→ Exercise aim: Number of lines below with the word "opened": state it and write nothing more.

→ Input records:
PR #8534, opened 2024-11-14
Switch `robotics_team?` over to `EventTag`

sampoder:
We edge closer and closer.


sampoder:
Production has been backfilled!

PR #8556, opened 2024-11-16
[Transaction Engine] Fix SQL injection bug

rluodev:
## Summary of the problem

We were using string interpolation instead of question mark interpolation which left us open to an sql injection bug.

## Describe your changes

Change string interpolation to question mark interpolation


app/services/pending_transaction_engine/pending_transaction/all.rb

→ Solution to this task: 2